München: Eigene Stadtrats-Liste für die SEM-Gegner?
München - Der Landwirte- und Bürgeraufstand gegen die zwei Mega-Neubausiedlungen, die die Stadt auf noch freien Ackerflächen im Münchner Nordosten und Norden bauen will, wird immer ungemütlicher für den Stadtrat. Seit einigen Wochen schon gibt es Gerüchte, die Gegner könnten bei der Kommunalwahl 2020 mit einer eigenen, neuen Stadtratsliste antreten und die etablierten Parteien Stimmen kosten. Bei einer Pressekonferenz der Initiative Heimatboden, die die Proteste von Bauern und Bürgerinitiativen koordiniert, gab es erneut kein klares Dementi. "Wir wollen das zum jetzigen Zeitpunkt nicht kommentieren", sagt Sprecher Josef Glasl.
Allerdings: Die Gegner treten mit breiter Brust auf. "Eine München-Liste kann garantiert Fraktionsstärke erreichen, wenn nicht sogar mehr", so formuliert es Dirk Höpner, der Sprecher der Bürgerinitiative Bündnis Nord. "Wir könnten locker zehn Prozent der Wählerstimmen holen", sagt er der AZ. Man habe vor allem Grünen-Wähler hinter sich, aber auch viele von der CSU.
SEM-Gegner: Der Zuzug muss gestoppt werden
Die Proteste richten sich inzwischen nicht mehr nur gegen die Stadtentwicklungsmaßnahme SEM für die 600 Hektar Land im Nordosten rund um Daglfing (die es der Stadt notfalls auch erlaubt, Grundeigentümer für den Wohnungsbau zu enteignen). Sondern gegen ein weiteres rasantes Wachstum Münchens überhaupt.
Dass weiter jährlich bis zu 30.000 Neubürger zuziehen und die Stadt immer mehr verdichtet wird, wolle eine Mehrheit der Münchner nicht mehr mittragen. Dirk Höpner fordert Maßnahmen, die den Zuzug stoppen: "Der viele Wohnungsbau hilft nichts, wenn gleichzeitig immer mehr Raum für Gewerbe geschaffen wird. Denn die neuen Arbeitsplätze, die so entstehen, ziehen mehr Zuzügler an. Wir brauchen da einen Perspektivwechsel." Vor allem Jobs für hoch qualifizierte Facharbeiter sollten im Stadtgebiet nicht mehr entstehen.

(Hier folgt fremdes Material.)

PR #3865, opened 2022-07-11
PP-9795 investigate card exec service thread pool exhaustion

nlsteers:
## WHAT YOU DID

During a period of degraded Worldpay service we observed Connector keeping authorisation tasks active for as long as 50 minutes. This was causing some Connector instances to completely exhaust their thread pools and trigger an `unhealthy` warning on fargate, leading to the node being rebooted.

It is still not obvious why some of these tasks were so long lived as there are a number of configured timeouts for network connections to PSPs that should terminate any active sessions long before some of the observed run times we were seeing.

To prevent this from happening in the future, the `CardExecutorService` has been updated to use a timed thread pool executor. This allows us to schedule an additional task alongside any card operation task that will interrupt the thread after a specified time has elapsed. If the task has completed successfully the cancel task is removed and work continues as normal, meaning the added overhead of an additional task per execution is minimal and is handled by a separate executor.

Additionally, the healthcheck has been updated to dump some statistics on the state of the threadpool when the check returns `unhealthy`.

### DIFF
--- a/src/main/java/uk/gov/pay/connector/paymentprocessor/service/CardExecutorService.java
+++ b/src/main/java/uk/gov/pay/connector/paymentprocessor/service/CardExecutorService.java
@@ -10,6 +10,7 @@ import org.slf4j.LoggerFactory;
 import org.slf4j.MDC;
 import uk.gov.pay.connector.app.ConnectorConfiguration;
 import uk.gov.pay.connector.app.ExecutorServiceConfig;
+import uk.gov.pay.connector.util.TimedThreadPoolExecutor;
 
 import javax.ws.rs.WebApplicationException;
 import java.util.Map;
@@ -17,7 +18,6 @@ import java.util.Optional;
 import java.util.concurrent.Callable;
 import java.util.concurrent.ExecutionException;
 import java.util.concurrent.ExecutorService;
-import java.util.concurrent.Executors;
 import java.util.concurrent.Future;
 import java.util.concurrent.ThreadFactory;
 import java.util.concurrent.TimeUnit;
@@ -42,9 +42,7 @@ public class CardExecutorService {
     private static final int QUEUE_WAIT_WARN_THRESHOLD_MILLIS = 1000;
     public static final int SHUTDOWN_AWAIT_TERMINATION_TIMEOUT_SECONDS = 10;
     private final MetricRegistry metricRegistry;
-
-    private ExecutorServiceConfig config;
-    private ExecutorService executor;
+    private final TimedThreadPoolExecutor timedExectuor;
 
     public enum ExecutionStatus {
         COMPLETED,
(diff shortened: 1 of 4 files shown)


src/main/java/uk/gov/pay/connector/util/TimedThreadPoolExecutor.java
```diff
@@ -0,0 +1,83 @@
...
+    }
+
+    /***
+     * pre execution hook that schedules a timeout task at the point the task starts executing
+     * @param t the thread that will run task {@code r}
+     * @param r the task that will be executed
+     */
+    @Override
+    protected void beforeExecute(Thread t, Runnable r) {
+        if(timeout > 0) {
```
oswaldquek: What should the startup behaviour of the app be if timeout if less than or equal to 0? Maybe a warn in the log?

src/main/java/uk/gov/pay/connector/util/TimedThreadPoolExecutor.java
```diff
@@ -0,0 +1,83 @@
...
+    }
+    
+    protected ConcurrentMap<Runnable, ScheduledFuture<?>> getTimeoutTasks() {
+        return timeoutTasks;
+    }
+
+    static class TimedTask implements Runnable {
+        private final Thread thread;
+        
+        public TimedTask(Thread thread) {
```
oswaldquek: is the parameter `thread` the thread executing the Authorisation of a payment? It's kinda hard to follow

nlsteers: Yes, the `thread` here is the thread running the task we want to interrupt. I'll make it a little clearer.

src/main/java/uk/gov/pay/connector/util/TimedThreadPoolExecutor.java
nlsteers: There'd be no point in using this class if you weren't intending to use a timeout so maybe this should be an illegal arg exception.

oswaldquek:
This looks reasonable I think.... is there any way to deploy it to the perf env and run perf tests against it? It'll give us confidence the changes here have no side effects.

src/main/java/uk/gov/pay/connector/paymentprocessor/service/CardExecutorService.java
```diff
@@ -42,9 +42,7 @@ public class CardExecutorService {
     private static final int QUEUE_WAIT_WARN_THRESHOLD_MILLIS = 1000;
     public static final int SHUTDOWN_AWAIT_TERMINATION_TIMEOUT_SECONDS = 10;
     private final MetricRegistry metricRegistry;
-
-    private ExecutorServiceConfig config;
-    private ExecutorService executor;
+    private final TimedThreadPoolExecutor timedExectuor;
```
katstevens: Picky comment but I feel like fixing the typo `Exectuor` -> `Executor` will save us from Ctrl+F problems in the future...

nlsteers: Good eyes, I'll amend

katstevens:
I agree with @oswaldquek - this feels like a significant change and I'd be more comfortable approving after performance testing. This should be doable by putting the image into the relevant test-perf-1 ECR repo and pinning to it in Concourse?

katstevens:
Going to close this PR for now - the associated ticket was marked as done (and we have [a Grafana dashboard to monitor active threads](https://grafana.monitoring.pay-cd.deploy.payments.service.gov.uk/d/f4c4bf69-fb40-4aae-b003-97582f2c6c79/connector?orgId=1) with associated prometheus alerts)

Es beruhigt die Protestler nicht, dass SPD-OB Dieter Reiter Enteignungen ausgeschlossen hat, dass die Stadt im Norden für die Entwicklung der 900 Hektar Ackerland um Feldmoching auf das Instrument einer SEM verzichten will – und die CSU neuerdings auch im Osten keine SEM mehr unterstützt.
Der SEM-Zoff geht vorerst weiter
Nach der Kommunalwahl 2020 werde der Stadtrat anders aussehen. "Man kann sich auf gar nichts mehr verlassen", sagt Markus Bichler, Sprecher der Initiative Bündnis Nordost.
Vor allem auf die Rathaus-Grünen (die auf die Möglichkeit von Enteignungen nicht verzichten wollen) sind die Wachstums-Gegner wütend. Die Grünen plädieren zwar dafür, von den 600 Hektar Acker um Daglfing maximal 100 Hektar zu bebauen – wie es eine Bund-Naturschutz-Studie vorschlägt. Allerdings können sie sich dort bis zu 30.000 Wohnungen vorstellen. "Das wäre doppelt so eng und hoch wie in der Maxvorstadt", empört sich Dirk Höpner. "Wir hätten schon erwartet, dass die Grünen bei maximal 10.000 Wohnungen Stopp sagen."
Nach einem baldigen Frieden rund ums Thema SEM sieht das alles nicht aus.